A perfect pairing for the wine from Basilicata.

Italy is a young country; it used to be a collection of dukedoms and principalities. It became a unified country only some 160 years ago. It was, and still is, a diverse country. It shows in local cultures and customs. And it shows in the diversity and styles of Italy’s wines. There are 20 defined wine regions and about 2,500 different grapes used to make the huge portfolio of Italian wines. The world of Italian wine is tremendously broad and tremendously deep. Lots to explore and lots of fun exploring.

Exploring is what a group of wine enthusiasts and I did at recent wine dinner at Mi Amici restaurant in Mooresville. We didn’t go for the most well known wines of Italy. Instead, we wanted to get off the beaten track and go venturing into some of the lesser known regions of the country. We wanted to taste the breadth of wines available and to pair them with some of Mi Amici’s dishes.

I requested some relatively obscure wines and co-owner Nick Bonarrigo did a wonderful job in getting hold of them. Each wine was interesting and delicious. Don’t take my word for it, those were the opinions of the people at the dinner. Additionally, Bonarrigo dug into his menu and came up with dishes to go along with the wines, sometimes making small modifications. This was, simply, a blast. I could give you an itemized description of each pairing, but I’d like to single out a couple of wines that made a big impression.

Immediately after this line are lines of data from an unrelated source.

PR #31802, opened 2024-07-22
feat(webkit): roll to r2049

playwrightmachine:


yury-s:
It will be rolled along with necessary client side changes in https://github.com/microsoft/playwright/pull/31765

PR #31804, opened 2024-07-22
chore: allow empty string in regex patterns

pavelfeldman:


yury-s (approved):
Is there a bug number?

PR #31826, opened 2024-07-23
chore: client certificates api review

mxschmitt:


docs/src/api/params.md
```diff
@@ -523,14 +523,17 @@ Does not enforce fixed viewport, allows resizing window in the headed mode.
...
 - `clientCertificates` <[Array]<[Object]>>
-  - `url` <[string]> Glob pattern to match the URLs that the certificate is valid for.
-  - `certs` <[Array]<[Object]>> List of client certificates to be used.
-    - `certPath` ?<[string]> Path to the file with the certificate in PEM format.
-    - `keyPath` ?<[string]> Path to the file with the private key in PEM format.
-    - `pfxPath` ?<[string]> Path to the PFX or PKCS12 encoded private key and certificate chain.
-    - `passphrase` ?<[string]> Passphrase for the private key (PEM or PFX).
-
-An array of client certificates to be used. Each certificate object must have both `certPath` and `keyPath` or a single `pfxPath` to load the client certificate. Optionally, `passphrase` property should be provided if the private key is encrypted. If the certificate is valid only for specific URLs, the `url` property should be provided with a glob pattern to match the URLs that the certificate is valid for.
+  - `origin` <[string]> Glob pattern to match against the request origin that the certificate is valid for.
```
dgozman, line 526:
```suggestion
  - `origin` <[string]> Glob pattern that matches origins requiring this certificate, for example `"https://*.example.com"`.
```

How do I match `example.com` and `*.example.com` with a glob? Is glob the best pattern we can use here, given that we don't match the path?

dgozman (approved):

docs/src/api/params.md
mxschmitt: TBD.

PR #31835, opened 2024-07-24
chore(ct): replace `find-related-test-files` hook with `populateDependencies`

Skn0tt:
As discussed in the team sync, now that we have the `populateDependencies` plugin step, we don't need this CLI hook anymore.

I'm not sure if this refactor is worth it though, because it means we'll start calling the Plugin steps out of order (we call `populateDependencies` without calling `setup` first). Should we also run `setup`? If we do that, does that mean we should also run `teardown()`? Should we use a proper `TaskRunner` instance for managing that? Or should we just stick with the hook we have for simplicity over architectural conformance?

Lots of questions that i'm sure @dgozman has great answers to :D

This is a follow-up to https://github.com/microsoft/playwright/pull/31727.

### DIFF
--- a/packages/playwright-ct-core/index.js
+++ b/packages/playwright-ct-core/index.js
@@ -16,7 +16,7 @@
 
 const { test: baseTest, expect, devices, defineConfig: originalDefineConfig } = require('playwright/test');
 const { fixtures } = require('./lib/mount');
-const { clearCacheCommand, runDevServerCommand, findRelatedTestFilesCommand } = require('./lib/cliOverrides');
+const { runDevServerCommand } = require('./lib/cliOverrides');
 const { createPlugin } = require('./lib/vitePlugin');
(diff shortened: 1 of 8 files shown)


dgozman:
I think we should create a task runner and call `plugin.setup/teardown` as usual. And we can also migrate `clear-cache` and `dev-server` to do the same.

Skn0tt:
The failing test `run-tests.spec.ts:1153:5 › should produce output twice` also fails on `main` and I don't see how it'd be related to this change, so I'm ignoring it.

Skn0tt:
I've implemented that, but feel a little unsure about the `runDevServer` hook. In order for it to work, we need to pass over `FullConfigInternal`. Is `Plugin` part of our public API? If it is, giving it an internal config sounds like a no-go.

PR #141, opened 2016-05-18
Store methods to expose node Raft state

bkeroack:
I'm using store as a library in one of my projects, and it's become necessary to introspect the current node's Raft state (currently that's only available by the ``Leader()`` method which requires string matching).

This PR adds an ``IsLeader()`` bool method as well as a ``State()`` method (wrapper around ``raft.State()``).

Tests pass. Let me know if there are any issues/modification you would like to see.

### DIFF
--- a/store/store.go
+++ b/store/store.go
@@ -91,6 +91,18 @@ const (
 	Strong
 )
 
+// ClusterState defines the possible Raft states the current node can be in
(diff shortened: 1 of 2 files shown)


otoolep:
Looks good thanks @bkeroack

Issue #166, opened 2016-06-25
Allow config to be set via environment variables


otoolep:
This was highlighted as part of the work for https://github.com/rqlite/rqlite/issues/163

This will allow rqlite running inside a Docker container to be configured dynamically.

otoolep:
On second thoughts, this might not be the best way to do this.

PR #167, opened 2016-06-25
Add new env package and env config variables

otoolep:


otoolep:
https://github.com/rqlite/rqlite/issues/166

otoolep:
Not going anywhere with this right now.

PR #204, opened 2016-10-23
Use Go 1.7.1 on CircleCI

otoolep:


otoolep:
This doesn't appear to work. Probably need to some more here.

PR #221, opened 2016-11-19
Start handling the various SQLite TEXT types

otoolep:
This is the start of a code change to handle this comprehensively.

### DIFF
--- a/db/db.go
+++ b/db/db.go
@@ -7,6 +7,7 @@ import (
 	"expvar"
 	"fmt"
 	"io"
+	"strings"
 	"time"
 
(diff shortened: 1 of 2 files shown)


otoolep:
The code could check the encoding of the database, and perform the correct conversions.
PRAGMA encoding;
PRAGMA encoding = "UTF-8";
PRAGMA encoding = "UTF-16";
PRAGMA encoding = "UTF-16le";
PRAGMA encoding = "UTF-16be";

otoolep:
I'm going to merge this, as I think it's a step in the right direction.

PR #231, opened 2016-11-29
Add embedded single quote test

otoolep:
This fails. I need a more sophisticated parser, that tracks more state.


otoolep:
The SQLite parser works fine.
```
sqlite> SELECT * FROM "foo;'barx";
Error: no such table: foo;'barx
sqlite> 
```

otoolep:
Moot, after the simple loading of SQLite dump files.

PR #232, opened 2016-11-29
Add rqlite flexibility

tych0:
Hi,

I've been playing around with embedding rqlite into another application. Here's some patches that I found useful while experimenting.

### DIFF
--- a/cmd/rqlite/execute.go
+++ b/cmd/rqlite/execute.go
@@ -21,7 +21,7 @@ type executeResponse struct {
 }
 
 func execute(ctx *cli.Context, cmd, line string, argv *argT) error {
-	urlStr := fmt.Sprintf("%s://%s:%d/db/execute?pretty&timings", argv.Protocol, argv.Host, argv.Port)
+	urlStr := fmt.Sprintf("%s://%s:%d%sdb/execute?pretty&timings", argv.Protocol, argv.Host, argv.Port, argv.Prefix)
 	ret := &executeResponse{}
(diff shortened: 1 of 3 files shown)


otoolep:
Thanks very much for your contribution.

cmd/rqlite/execute.go
```diff
@@ -21,9 +21,9 @@ type executeResponse struct {
 }
 
 func execute(ctx *cli.Context, cmd, line string, argv *argT) error {
-	urlStr := fmt.Sprintf("%s://%s:%d/db/execute?pretty&timings", argv.Protocol, argv.Host, argv.Port)
+	urlStr := fmt.Sprintf("%s://%s:%d%sdb/execute?pretty&timings", argv.Protocol, argv.Host, argv.Port, argv.Prefix)
```
otoolep: What exactly is the point of this change? I don't follow what one would use this switch for.

tych0: Right now, the client expects the API to live at `/`. I'm embedding rqlite (i.e. not using rqlited, but using the go library) into another application at some level that's not the root, e.g. `/rqlite`. This just allows you to specify something besides `/`.

otoolep: Got it, thanks @tych0

otoolep:
Thanks @tych0 -- I might tweak the help output slightly, but this does seem useful, particularly the TLS support.

tych0:
No problem, thanks for the quick response!

PR #236, opened 2016-12-05
Merge pull request #2 from rqlite/master

jmptrader:
update from original


otoolep:
I think this is a mistake. You need to generate a PR against your own repo.

PR #239, opened 2016-12-15
add an API for using custom raft.PeerStore/log.Logger

tych0:
This is useful in case the server needs to store other metadata (e.g. auth
data) along side the peer list.

The logging bit is handy in case something has its own logging framework
that it wants to use.

Signed-off-by: Tycho Andersen <tycho.andersen@canonical.com>

### DIFF
--- a/cmd/rqlited/main.go
+++ b/cmd/rqlited/main.go
@@ -167,7 +167,11 @@ func main() {
 	}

A Vermentino from Sardinia was paired with Bonarrigo’s wedding soup. Wines from Sardinia are a favorite of mine. Sardinia is an island off the west coast of Italy. The island punches well above its weight. The amount of quality wines compared to its population way exceeds any other region of Italy. It’s Italian but Sardinia’s history has a lot to do with France and Spain. Vermentino could have come to Sardinia from southern France, where it’s known as Rolle. Or, maybe, it arrived from Spain.

Wherever it’s from, it has thrived on the island. There is lots of sunshine and the island is surrounded by the Mediterranean Sea. That gives it cool breezes to retain some wine crispness. In addition, there is the Mistral, a strong, cold wind from the north. The result is a complex, not too acidic, crisp wine that was perfect for the soup.

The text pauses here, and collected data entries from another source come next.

PR #242, opened 2016-12-22
add a raw snapshotting API

tych0:
This allows us to grab a raw snapshot of the databse.

Signed-off-by: Tycho Andersen <tycho.andersen@canonical.com>

### DIFF
--- a/store/store.go
+++ b/store/store.go
@@ -683,13 +683,17 @@ func (s *Store) Apply(l *raft.Log) interface{} {
 	}
 }
 
-// Snapshot returns a snapshot of the database. The caller must ensure that
-// no transaction is taking place during this call. Hashicorp Raft guarantees
-// that this function will not be called concurrently with Apply.
+// Database() returns a copy of the underlying database. The caller should
+// ensure that no transaction is taking place during this call, or an error may
+// be returned.
 //
 // http://sqlite.org/howtocorrupt.html states it is safe to do this
 // as long as no transaction is in progress.
-func (s *Store) Snapshot() (raft.FSMSnapshot, error) {
+func (s *Store) Database(leader bool) ([]byte, error) {
+	if leader && s.raft.State() != raft.Leader {
+		return nil, ErrNotLeader
+	}
+
 	// Ensure only one snapshot can take place at once, and block all queries.
 	s.mu.Lock()
 	defer s.mu.Unlock()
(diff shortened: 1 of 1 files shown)


store/store.go
```diff
@@ -683,13 +683,13 @@ func (s *Store) Apply(l *raft.Log) interface{} {
...
 
-// Snapshot returns a snapshot of the database. The caller must ensure that
+// RawDBSnapshot returns a snapshot of the database. The caller must ensure that
 // no transaction is taking place during this call. Hashicorp Raft guarantees
 // that this function will not be called concurrently with Apply.
 //
 // http://sqlite.org/howtocorrupt.html states it is safe to do this
 // as long as no transaction is in progress.
-func (s *Store) Snapshot() (raft.FSMSnapshot, error) {
+func (s *Store) RawDBSnapshot() ([]byte, error) {
```
otoolep: I think I prefer a simpler name for this call. How about just `Database()`?

store/store.go
```diff
@@ -683,13 +683,13 @@ func (s *Store) Apply(l *raft.Log) interface{} {
 	}
 }
 
-// Snapshot returns a snapshot of the database. The caller must ensure that
+// RawDBSnapshot returns a snapshot of the database. The caller must ensure that
 // no transaction is taking place during this call. Hashicorp Raft guarantees
```
otoolep: The docstring for this function shouldn't contain any reference to Hashicorp Raft, it's not relevant in this context. This is function that is handing control over to the user, and they better be sure they know what they are doing.

There are multiple potential ways to shoot yourself in the foot here. There is no check that the store is the leader of the cluster, for example, and therefore no guarantee that the copy you get is up-to-date.

tych0:
The idea here is to offer introspection of the node's view of the database. This is something we've found useful in the past when debugging issues with LXD's database, and so we want some way to export each node's database.

store/store.go
tych0: Right, the lack of a leader check is intentional. We want the current state of the node's database as-is.

otoolep:
OK, I think it's fair to provide an option to get to the raw database underneath. It does no real harm.

However, can you add a bool flag to the function signature, like so:

 `func (s *Store) Database() ([]byte, bool leader, error)`

and add the check that you find in `Backup()`?  on the `Store` object.  I would feel better if this function explicitly forced the user to choose whether he wants a leader check or not, before returning the data of the underlying SQLite database.

When calling `Database()` from within the Snapshot function, you can set leader check to `false`, since I assume the Raft infra knows what it is doing.

What do you think?

tych0:
Assuming you mean `func (s *Store) Database(leader bool) ([]byte, error)` then yep, sounds good and I just pushed a fix.

otoolep:
Sorry, yeah @tych0 -- that's what I mean, thanks.

store/store.go
```diff
@@ -683,13 +683,16 @@ func (s *Store) Apply(l *raft.Log) interface{} {
 	}
 }
 
-// Snapshot returns a snapshot of the database. The caller must ensure that
-// no transaction is taking place during this call. Hashicorp Raft guarantees
-// that this function will not be called concurrently with Apply.
+// RawDBSnapshot returns a snapshot of the database. The caller must ensure that
```
otoolep: Docstring isn't quite right. Can you change it to read:

```
Database() returns a copy of the underlying database. The caller should ensure that no transaction is taking place during this call, or an error may be returned.
```

Then I'll merge.

tych0:
Yup, just pushed a fix.

otoolep:
Thanks @tych0

tych0:
No problem, thank you!

Issue #241, opened 2016-12-22
better way of extracting results?


tych0:
Hi,

I was using some code like this:

```
for _, r := range rows.Values {
    n := make([]byte, len(r[0].([]byte)))
    copy(n, r[0].([]byte))
    real := string(n)
}
```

That brings me to the main course, a bowl of penne pasta and sautéed vegetables with marinara sauce. The wine, Aglianico del Vulture, that was paired with this dish is, in my opinion, a tremendous value. It was also perfect for the pasta dish. It has a couple of misperceptions about it that cause people to shun it for the certainty and comfort of a well-known region, such as Tuscany.

First, it is from the little-known region of Basilicata in the instep of the foot of Italy. Not many people are familiar with Basilicata. Second, the grapes for the wine, Aglianico, are from the slope of an extinct volcano, Monte Vulture. The pronunciation of the mountain’s name in Italian is “Vool-too-REH.” It’s almost romantic. In English it connotes a bird that lunches on carrion. The thought of a wine that pairs well with roadkill can be a little off-putting.

Aglianico del Vulture is a deep, intense wine. But it has two marketing strikes against it that keep the price lower than it should be. A great wine that’s a great value. And, boy, did it go well with the pasta.

This was a perfect way to go exploring some of Italy’s lesser-known but fabulous wines. A fabulous job by Nick Bonarrigo. And a fun and tasty way to wander around the wines of Italy.